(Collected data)
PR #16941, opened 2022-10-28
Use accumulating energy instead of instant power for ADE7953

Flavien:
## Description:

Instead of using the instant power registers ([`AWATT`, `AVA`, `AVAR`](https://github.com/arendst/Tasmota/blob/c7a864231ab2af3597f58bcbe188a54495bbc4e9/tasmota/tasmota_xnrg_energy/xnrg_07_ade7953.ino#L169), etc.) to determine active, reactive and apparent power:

EXERCISE REQUIREMENTS: Identify the lines of the data that contain the word "power". Copy each of them.

TASK SOLUTION:
Use accumulating energy instead of instant power for ADE7953
Instead of using the instant power registers ([`AWATT`, `AVA`, `AVAR`](https://github.com/arendst/Tasmota/blob/c7a864231ab2af3597f58bcbe188a54495bbc4e9/tasmota/tasmota_xnrg_energy/xnrg_07_ade7953.ino#L169), etc.) to determine active, reactive and apparent power:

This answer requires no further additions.